And we then look at boxplots of the sale_price based on several different categorical variables
ggplot(training_data) +
geom_boxplot(aes(x=ms_zoning, y=sale_price))
ggplot(training_data) +
geom_boxplot(aes(x=street, y=sale_price))
ggplot(training_data) +
geom_boxplot(aes(x=lot_shape, y=sale_price))
ggplot(training_data) +
geom_boxplot(aes(x=land_contour, y=sale_price))
ggplot(training_data) +
geom_boxplot(aes(x=utilities, y=sale_price))
ggplot(training_data) +
geom_boxplot(aes(x=lot_config, y=sale_price))
ggplot(training_data) +
geom_boxplot(aes(x=land_slope, y=sale_price))
ggplot(training_data) +
geom_boxplot(aes(x=neighborhood, y=sale_price))
ggplot(training_data) +
geom_boxplot(aes(x=condition1, y=sale_price))
ggplot(training_data) +
geom_boxplot(aes(x=condition2, y=sale_price))
ggplot(training_data) +
geom_boxplot(aes(x=bldg_type, y=sale_price))
ggplot(training_data) +
geom_boxplot(aes(x=house_style, y=sale_price))
ggplot(training_data) +
geom_boxplot(aes(x=roof_style, y=sale_price))
ggplot(training_data) +
geom_boxplot(aes(x=exterior1st, y=sale_price))
ggplot(training_data) +
geom_boxplot(aes(x=exterior2nd, y=sale_price))
ggplot(training_data) +
geom_boxplot(aes(x=exter_qual, y=sale_price))
ggplot(training_data) +
geom_boxplot(aes(x=exter_cond, y=sale_price))
ggplot(training_data) +
geom_boxplot(aes(x=heating, y=sale_price))
ggplot(training_data) +
geom_boxplot(aes(x=heating_qc, y=sale_price))
ggplot(training_data) +
geom_boxplot(aes(x=central_air, y=sale_price))
ggplot(training_data) +
geom_boxplot(aes(x=electrical, y=sale_price))
ggplot(training_data) +
geom_boxplot(aes(x=kitchen_qual, y=sale_price))
ggplot(training_data) +
geom_boxplot(aes(x=functional, y=sale_price))
ggplot(training_data) +
geom_boxplot(aes(x=garage_type, y=sale_price))
ggplot(training_data) +
geom_boxplot(aes(x=garage_finish, y=sale_price))
ggplot(training_data) +
geom_boxplot(aes(x=sale_type, y=sale_price))
ggplot(training_data) +
geom_boxplot(aes(x=sale_condition, y=sale_price))
d1 <- training_data %>%
select(sale_price, garage_area, x1st_flr_sf)
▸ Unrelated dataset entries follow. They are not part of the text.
PR #6292, opened 2021-08-12
Feature/http range/v14

victorjulien:
Continuation of #6282. Removes the per tracker mutex in favor of the THashData lock. Various other cleanups and fixes.

suricata-verify-pr: 517

PR #9430, opened 2023-09-04
packetpool: Lock return stack before checking if empty

coledishington:
Previously the return stack queue was checked before obtaining the lock. This leaves a small window where the FlowManager thread is waiting for the queue lock and another thread is populating the queue. The FlowManager thread would miss the signal as it had not started waiting for it. The FlowManager thread would be stuck forever.

The overall result of this is that there are no available packet buffers to be used for forcing closure of timed out flows, we run out of flows and traffic is blocked.

Bug: #6292

- [✓] I have read the contributing guide lines at https://docs.suricata.io/en/latest/devguide/codebase/contributing/contribution-process.html

https://redmine.openinfosecfoundation.org/issues/6292

Describe changes:
The return stack queue is checked before obtaining the lock in [src/tmqh-packetpool.c:118](https://github.com/OISF/suricata/blob/master/src/tmqh-packetpool.c#L118). This leaves a small window where the FlowManager thread is waiting for the queue lock and another thread is populating the queue. The FlowManager thread would miss the signal as it had not started waiting for it. The FlowManager thread would be stuck forever.

The overall result of this is that there are no available packet buffers to be used for forcing closure of timed out flows, we run out of flows and traffic is blocked.

No suricata-verify test.

### DIFF
--- a/src/tmqh-packetpool.c
+++ b/src/tmqh-packetpool.c
@@ -115,8 +115,8 @@ void PacketPoolWaitForN(int n)
         }
 
         /* check return stack, return to our pool and retry counting */
+        SCMutexLock(&my_pool->return_stack.mutex);
         if (my_pool->return_stack.head != NULL) {
-            SCMutexLock(&my_pool->return_stack.mutex);
             /* Move all the packets from the locked return stack to the local stack. */
             if (pp) {
                 pp->next = my_pool->return_stack.head;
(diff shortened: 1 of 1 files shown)


victorjulien:
I've looked info this, and I can't find a reason why we would involve the packet pool at all anymore. In the past it was used by the flow manager, but these days it isn't. So instead of patching the WaitForN function, I think we can simply remove it as there are no other users. Do you think I'm missing something?

coledishington:
> I've looked info this, and I can't find a reason why we would involve the packet pool at all anymore. In the past it was used by the flow manager, but these days it isn't. So instead of patching the WaitForN function, I think we can simply remove it as there are no other users. Do you think I'm missing something?

Thanks for the comment, this issue was originally seen in an earlier version of Suricata but it looked like the issue still existed. I am not sure which component of the packet pool isn't being used anymore, it looks like parts of the code still register for the handler and use functions outside of the hooks defined by tmqh_table. Is there a specific component of WaitForN() that isn't being used?

victorjulien:
See https://github.com/OISF/suricata/pull/9486 for a PR that removes the relevant code instead of "fixing" it.

coledishington:
> See #9486 for a PR that removes the relevant code instead of "fixing" it.

Thanks, will close this as not a bug.

PR #9418, opened 2023-08-30
Rust clippy172 v1

catenacyber:
Link to [redmine](https://redmine.openinfosecfoundation.org/projects/suricata/issues) ticket:
None

Describe changes:
- Fix clippy 1.72 warnings

@jasonish how can we prevent CI from going red when clippy 1.73 will be out ?

PR #9433, opened 2023-09-04
Rust clippy172 v2

catenacyber:
None

Describe changes:
- Fix clippy 1.72 warnings

https://github.com/OISF/suricata/pull/9418 with better fix for ARM where `char` is unsigned

### DIFF
--- a/rust/src/applayer.rs
+++ b/rust/src/applayer.rs
@@ -44,7 +44,7 @@ impl StreamSlice {
     #[cfg(test)]
     pub fn from_slice(slice: &[u8], flags: u8, offset: u64) -> Self {
         Self {
-            input: slice.as_ptr() as *const u8,
+            input: slice.as_ptr(),
             input_len: slice.len() as u32,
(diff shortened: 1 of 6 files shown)


suricata-qa:

Pipeline 15821

victorjulien:
Merged in #9438, thanks!

jasonish:
> #9418 with better fix for ARM where `char` is unsigned

Not the first time we've hit an ARM issue. Should we try to get one in public CI?

victorjulien:
> > #9418 with better fix for ARM where `char` is unsigned
> 
> Not the first time we've hit an ARM issue. Should we try to get one in public CI?

Was just reading about self-hosted runners, and it seems github advises against using them in public repos for security reasons: https://docs.github.com/en/actions/hosting-your-own-runners/managing-self-hosted-runners/about-self-hosted-runners#self-hosted-runner-security

Perhaps a setup more like our qalab jobs would make more sense.

PR #9437, opened 2023-09-04
Multipart mime 3487 v20

catenacyber:
Link to [redmine](https://redmine.openinfosecfoundation.org/projects/suricata/issues) ticket:
https://redmine.openinfosecfoundation.org/issues/3487

Describe changes:
- convert HTTP to use new rust mime parser
- convert SMTP to use new rust mime parser

Follows #9436 with fix for not taking the en d of line before the boundary as part of the file

```
SV_BRANCH=pr/1371
```
SV tests from unit tests in https://github.com/OISF/suricata-verify/pull/1371

Draft : 
- I think #9435 should get merged first (and QA rebased over it)

PR #9435, opened 2023-09-04
mime: process chunk as soon as possible

catenacyber:
Link to [redmine](https://redmine.openinfosecfoundation.org/projects/suricata/issues) ticket:
None yet, draft to see if it is ok

Describe changes:
- mime : process chunk right away (instead of buffering for later)

This allows to have more contents of a file just before stream depth is reached (as will be shown by QA diff on SURI_TLPW1_files_sha256)

See https://github.com/OISF/suricata/pull/9424

PR #9443, opened 2023-09-06
Multipart mime 3487 v21

catenacyber:

Describe changes:

Follows #9437 with fix for rust panic (copying slices must have the exact same size) + removing some dead code cf #9419

@jasonish any ideas on how to get a better feedback that `pub rs_mime_find_header_token` was no longer used by the C side and should be removed as dead code ?

```
SV_BRANCH=pr/1371
```
SV tests from unit tests in https://github.com/OISF/suricata-verify/pull/1371

Draft : 
- I think #9435 should get merged first (and QA rebased over it)


jasonish:
> @jasonish any ideas on how to get a better feedback that `pub rs_mime_find_header_token` was no longer used by the C side and should be removed as dead code ?

Not really.  The Rust code is just compiled into a library with externally addressable functions so I don't think we'll get a compiler to tell us.

jasonish:
Do you have scripts already for finding unused C code?

```
nm target/release/libsuricata_rust.a |awk '$2 == "T" && $3 !~ /^_/ { print $3 }'
```
will get you all externally linkable C functions from the Rust code.  There are a few in there for other libraries like Brotli

catenacyber:
Replaced by https://github.com/OISF/suricata/pull/9447

catenacyber:
> > @jasonish any ideas on how to get a better feedback that `pub rs_mime_find_header_token` was no longer used by the C side and should be removed as dead code ?
> 
> Not really. The Rust code is just compiled into a library with externally addressable functions so I don't think we'll get a compiler to tell us.

Can a compiler/other tool tell us all the "externally addressable functions" from rust ? and check if they are used from C ?

jasonish:
> Can a compiler/other tool tell us all the "externally addressable functions" from rust ? and check if they are used from C ?

I quick search tells me no.  The compiler links looks up functions it needs, it doesn't really see functions it doesn't need.  You can remove Rust from this question. As the `.a` library is the same as any other static C library, so all other tools like nm will work.

catenacyber:
I was not thinking about nm but some rust-analyzer tool ;-) (if it exists)

jasonish:
> I was not thinking about nm but some rust-analyzer tool ;-) (if it exists)

No, this is outside the scope of Rust and back in C land.

PR #9446, opened 2023-09-06
docs: check for min sphinx version; fix rtd theme - v1

jasonish:
Check for a minimum version of Sphinx before enabling the building of
documentation. Many distributions still ship with very old versions.

Ticket: https://redmine.openinfosecfoundation.org/issues/6297

Also, pin the theme when running on ReadTheDocs.  RTD changed the default theme
for projects that don't explicitly set it.

### DIFF
--- a/doc/userguide/conf.py
+++ b/doc/userguide/conf.py
@@ -143,6 +143,7 @@ if not on_rtd:
         else:
             app.add_stylesheet('css/suricata.css')
 else:
+    html_theme = 'sphinx_rtd_theme'
     html_context = {
         'css_files': [
             'https://media.readthedocs.org/css/sphinx_rtd_theme.css',
--- a/configure.ac
+++ b/configure.ac
@@ -2230,29 +2230,29 @@ fi
     fi
 
 # sphinx-build for documentation, and also check for a new enough version
-    AC_PATH_PROG(HAVE_SPHINXBUILD, sphinx-build, "no")
-    if test "$HAVE_SPHINXBUILD" != "no"; then
+    AC_PATH_PROG([SPHINX_BUILD], [sphinx-build], [no])
+    if test "$SPHINX_BUILD" != "no"; then
         MIN_SPHINX_BUILD_VERSION="3.4.3"
-        sphinx_build_version=$($HAVE_SPHINXBUILD --version 2>&1 | cut -d' ' -f2-)
+        sphinx_build_version=$($SPHINX_BUILD --version 2>&1 | cut -d' ' -f2-)
         AC_MSG_CHECKING([for sphinx-build >= $MIN_SPHINX_BUILD_VERSION])
         AS_VERSION_COMPARE([$sphinx_build_version], [$MIN_SPHINX_BUILD_VERSION],
             [
                 AC_MSG_RESULT([no, documentation will not be built])
-                HAVE_SPHINXBUILD="no"
+                SPHINX_BUILD="no"
             ],
             [], [])
-        if test "$HAVE_SPHINXBUILD" != "no"; then
-            AC_MSG_RESULT(yes)
+        if test "$SPHINX_BUILD" != "no"; then
+            AC_MSG_RESULT([yes])
         fi
     fi
 
-    if test "$HAVE_SPHINXBUILD" = "no"; then
+    if test "$SPHINX_BUILD" = "no"; then
        enable_sphinxbuild=no
        if test -e "$srcdir/doc/userguide/suricata.1"; then
            have_suricata_man=yes
        fi
     fi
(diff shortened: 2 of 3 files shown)


victorjulien:
Do we currently fail to build with any version less than 3.4.3?

jasonish:
> Do we currently fail to build with any version less than 3.4.3?

I didn't exhaustively try, but thats the oldest version I know for sure we build on.  I suspect its likely 3.4 and up..

jasonish:
> Do we currently fail to build with any version less than 3.4.3?

From the changelog it looks like 3.0 may be the oldest we build on.  Do you have a distro you want to build the docs on older than 3.4.3?  RHEL 8 and friends use a Sphinx version less than 2, as does Ubuntu 20.04 which is where we'll see this error the most I think.  Ubuntu 22.04 uses 4+.

victorjulien:
> > Do we currently fail to build with any version less than 3.4.3?
> 
> From the changelog it looks like 3.0 may be the oldest we build on. Do you have a distro you want to build the docs on older than 3.4.3? RHEL 8 and friends use a Sphinx version less than 2, as does Ubuntu 20.04 which is where we'll see this error the most I think. Ubuntu 22.04 uses 4+.

In general if we impose a specific check/limit in a stable branch, we should be liberal I think. We shouldn't unnecessarily fail on versions that do work.

jasonish:
> > > Do we currently fail to build with any version less than 3.4.3?
> > 
> > 
> > From the changelog it looks like 3.0 may be the oldest we build on. Do you have a distro you want to build the docs on older than 3.4.3? RHEL 8 and friends use a Sphinx version less than 2, as does Ubuntu 20.04 which is where we'll see this error the most I think. Ubuntu 22.04 uses 4+.
> 
> In general if we impose a specific check/limit in a stable branch, we should be liberal I think. We shouldn't unnecessarily fail on versions that do work.

Backtesting these are a pain, given most of the releases never made it in stable distributions or are not used in currently active distributions.. By a pain I mean, installing Python code that is not packaged in the distro can be a bit of a pain.

jasonish:
> > > > Do we currently fail to build with any version less than 3.4.3?
> > > 
> > > 
> > > From the changelog it looks like 3.0 may be the oldest we build on. Do you have a distro you want to build the docs on older than 3.4.3? RHEL 8 and friends use a Sphinx version less than 2, as does Ubuntu 20.04 which is where we'll see this error the most I think. Ubuntu 22.04 uses 4+.
> > 
> > 
> > In general if we impose a specific check/limit in a stable branch, we should be liberal I think. We shouldn't unnecessarily fail on versions that do work.
> 
> Backtesting these are a pain, given most of the releases never made it in stable distributions or are not used in currently active distributions.. By a pain I mean, installing Python code that is not packaged in the distro can be a bit of a pain.

Simple attempts in Python virtualenv using Sphinx 3.2 and 3.3 failed.  But mind you, using 3.4.3 failed as well. The trick is to find a distro that is using one of these versions and have all the dependencies worked out for us.  Non EOL distros I've looked at have 3.4.3 or newer, Or a much older version < 2.

victorjulien:
> > > > > Do we currently fail to build with any version less than 3.4.3?
> > > > 
> > > > 
> > > > From the changelog it looks like 3.0 may be the oldest we build on. Do you have a distro you want to build the docs on older than 3.4.3? RHEL 8 and friends use a Sphinx version less than 2, as does Ubuntu 20.04 which is where we'll see this error the most I think. Ubuntu 22.04 uses 4+.
> > > 
> > > 
> > > In general if we impose a specific check/limit in a stable branch, we should be liberal I think. We shouldn't unnecessarily fail on versions that do work.
> > 
> > 
> > Backtesting these are a pain, given most of the releases never made it in stable distributions or are not used in currently active distributions.. By a pain I mean, installing Python code that is not packaged in the distro can be a bit of a pain.
> 
> Simple attempts in Python virtualenv using Sphinx 3.2 and 3.3 failed. But mind you, using 3.4.3 failed as well. The trick is to find a distro that is using one of these versions and have all the dependencies worked out for us. Non EOL distros I've looked at have 3.4.3 or newer, Or a much older version < 2.

Ok, lets go with 3.4.3. We can always adjust if needed.

victorjulien (approved):

doc/userguide/conf.py
```diff
@@ -143,6 +143,7 @@ def setup(app):
         else:
             app.add_stylesheet('css/suricata.css')
 else:
+    html_theme = 'sphinx_rtd_theme'
```
jasonish, line 146: Will want to cherry-pick this commit back to 6.0.x otherwise the theme will change for 6.0.14. Its a clean cherry-pick, want a new PR for it though?

victorjulien: yes please

victorjulien:
Merged in #9449, thanks!

PR #933, opened 2024-02-15
Decrease pub visibility of `scylla-cql` definitions

muzarski:
## Motivation

Some definitions in `scylla-cql` crate need to be public, so the `scylla` crate can make use of them. However, currently all of the definitions are implicitly re-exported outside and can be seen by the driver users. The idea is to explicitly re-export the types/functions that should be visible outside (and leave the rest of the public definitions for the internal usage of `scylla` crate).

## re-exported types
The main difficulty was to decide on what types should be re-exported publicly. The types that got re-exported can be seen in the documentation (`cargo doc --open`).

### Error types
I wasn't sure whether error types such as `scylla_cql::frame::frame_errors::FrameError` should be public. As of now, they are left public but this can be further discussed.

## Pre-review checklist

### DIFF
--- a/scylla/benches/benchmark.rs
+++ b/scylla/benches/benchmark.rs
@@ -1,11 +1,11 @@
 use criterion::{criterion_group, criterion_main, Criterion};
 
 use bytes::BytesMut;
-use scylla::{
-    frame::types,
-    transport::partitioner::{calculate_token_for_partition_key, Murmur3Partitioner},
+use scylla::transport::partitioner::{calculate_token_for_partition_key, Murmur3Partitioner};
+use scylla_cql::{
+    frame::{response::result::ColumnType, types},
+    types::serialize::row::SerializedValues,
 };
-use scylla_cql::{frame::response::result::ColumnType, types::serialize::row::SerializedValues};
 
 fn types_benchmark(c: &mut Criterion) {
     let mut buf = BytesMut::with_capacity(64);
--- a/scylla/src/lib.rs
+++ b/scylla/src/lib.rs
@@ -114,8 +114,15 @@ pub mod frame {
     }
 
     pub mod response {
+        pub use scylla_cql::frame::response::cql_to_rust;
         pub(crate) use scylla_cql::frame::response::*;
-        pub use scylla_cql::frame::response::{cql_to_rust, result};
+
+        pub mod result {
+            pub(crate) use scylla_cql::frame::response::result::*;
+            pub use scylla_cql::frame::response::result::{
+                ColumnSpec, ColumnType, CqlValue, PartitionKeyIndex, Row, TableSpec,
+            };
+        }
     }
 }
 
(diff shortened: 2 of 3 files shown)


wprzytula (approved):
Looks like a careful step in the right direction.
This PR only hides some definitions, without modyfing any import paths - which is good from the aspect of not breaking existing code.

For comparison, please see my approach to module refactor, which additionally restructures import paths in a way that makes more sense for me:
https://github.com/wprzytula/scylla-rust-driver/blob/restructure-modules/scylla/src/cql/mod.rs

scylla/benches/benchmark.rs
```diff
@@ -1,11 +1,11 @@
...
 use bytes::BytesMut;
-use scylla::{
-    frame::types,
-    transport::partitioner::{calculate_token_for_partition_key, Murmur3Partitioner},
+use scylla::transport::partitioner::{calculate_token_for_partition_key, Murmur3Partitioner};
+use scylla_cql::{
+    frame::{response::result::ColumnType, types},
+    types::serialize::row::SerializedValues,
 };
-use scylla_cql::{frame::response::result::ColumnType, types::serialize::row::SerializedValues};
```
Lorak-mmk, line 8: Why is this change necessary? Apart from formatting / grouping, I see only 1 change - importing `scylla_cql::frame::types` instead of `scylla::frame::types`. but I see in `lib.rs` that `scylla::frame::types` still exists, so why change this file at all?

Lorak-mmk (changes requested):

scylla/benches/benchmark.rs
wprzytula: @muzarski

muzarski: `scylla_cql::frame::types` has a lot of utility functions such as `read/write_int`. These should not be public. OTOH, it contains the definitions of `Consistency` and `SerialConsistency` - these obviously should be public. This is the change we introduce to `scylla/src/lib.rs`.

Why do we need the change in `scylla/benches/benchmark.rs`? The answer is that we cannot use private definitions of `scylla` crate there. Benchmarks use some of the utility functions that I just mentioned above (which were just made private). This is why we change `scylla::frame::types` to `scylla_cql::frame::types` (in this crate, these utility functions are public).

Lorak-mmk (approved):

muzarski:
v2: resolved conflicts with main

scylla/src/lib.rs
```diff
@@ -102,7 +102,30 @@ pub mod macros;
...
+    pub mod types {
+        pub use scylla_cql::frame::types::{Consistency, SerialConsistency};
+    }
+
+    pub mod response {
+        pub use scylla_cql::frame::response::cql_to_rust;
+        pub(crate) use scylla_cql::frame::response::*;
+
+        pub mod result {
+            pub(crate) use scylla_cql::frame::response::result::*;
```
wprzytula, line 121: I'm not sure if I'm happy with the glob imports here. Being `pub(crate)` ones, they are relatively benign though.

wprzytula (approved):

plot(d1, pch=20 , cex=1.5 , col="purple")
num_items = ncol(d1)
cor_data <- c()
for(i in seq(num_items)) {
for(j in seq(num_items)) {
cor_data <- c(cor_data,cor(d1[[i]],d1[[j]]))
}
}
(corr_matrix <- matrix(cor_data, ncol=num_items, nrow=num_items))
## [,1] [,2] [,3]
## [1,] 1.0000000 0.6234314 0.6058522
## [2,] 0.6234314 1.0000000 0.4897817
## [3,] 0.6058522 0.4897817 1.0000000
cor.test(d1$sale_price, d1$garage_area, conf.level=0.80)
##
## Pearson's product-moment correlation
##
## data: d1$sale_price and d1$garage_area
## t = 30.446, df = 1458, p-value < 2.2e-16
## alternative hypothesis: true correlation is not equal to 0
## 80 percent confidence interval:
## 0.6024756 0.6435283
## sample estimates:
## cor
## 0.6234314
cor.test(d1$sale_price, d1$x1st_flr_sf, conf.level=0.80)
##
## Pearson's product-moment correlation
##
## data: d1$sale_price and d1$x1st_flr_sf
## t = 29.078, df = 1458, p-value < 2.2e-16
## alternative hypothesis: true correlation is not equal to 0
## 80 percent confidence interval:
## 0.5841687 0.6266715
## sample estimates:
## cor
## 0.6058522
cor.test(d1$garage_area, d1$x1st_flr_sf, conf.level=0.80)
##
## Pearson's product-moment correlation
##
## data: d1$garage_area and d1$x1st_flr_sf
## t = 21.451, df = 1458, p-value < 2.2e-16
## alternative hypothesis: true correlation is not equal to 0
## 80 percent confidence interval:
## 0.4638446 0.5148798
## sample estimates:
## cor
## 0.4897817
prec_matrix <- solve(corr_matrix)
cp <- corr_matrix %*% prec_matrix
pc <- prec_matrix %*% corr_matrix
lu_decomp <- lu.decomposition(corr_matrix)
l <- lu_decomp$L
u <- lu_decomp$U
lu <- l %*% u
corr_matrix == lu
## [,1] [,2] [,3]
## [1,] TRUE TRUE TRUE
## [2,] TRUE TRUE TRUE
## [3,] TRUE TRUE TRUE
Many times, it makes sense to fit a closed form distribution to
data.
- Select a variable in the Kaggle.com training dataset that is skewed to
the right, shift it so that the minimum value is absolutely above zero
if necessary.
- Then load the MASS package and run fitdistr to fit an exponential
probability density function. (See https://stat.ethz.ch/R-manual/R-devel/library/MASS/html/fitdistr.html).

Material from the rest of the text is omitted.